-- Opening Marker --

PR #1194, opened 2026-08-25
feat(midnight-js)!: dispatch the two ledger eras behind a protocol facade

sp-io:
# Overview

**PR 1004-G of the MJS-01 series (#1004)** - a ledger-era facade in `protocol`, so era dispatch happens once, in the only package that holds both ledger runtimes, instead of in every consumer above it.

Stacked on #1165 (`feat/1004-engine-legs`). Merge order: #1155 -> #1156 -> #1159 -> #1164 -> #1167 -> #1168 -> #1165 -> this.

-- Closing Marker --

- **WHAT YOU WILL DO**: Copy every record above verbatim and in full.

- **ANSWER TO THIS TASK**:
PR #1194, opened 2026-08-25
feat(midnight-js)!: dispatch the two ledger eras behind a protocol facade

sp-io:
# Overview

**PR 1004-G of the MJS-01 series (#1004)** - a ledger-era facade in `protocol`, so era dispatch happens once, in the only package that holds both ledger runtimes, instead of in every consumer above it.

Stacked on #1165 (`feat/1004-engine-legs`). Merge order: #1155 -> #1156 -> #1159 -> #1164 -> #1167 -> #1168 -> #1165 -> this.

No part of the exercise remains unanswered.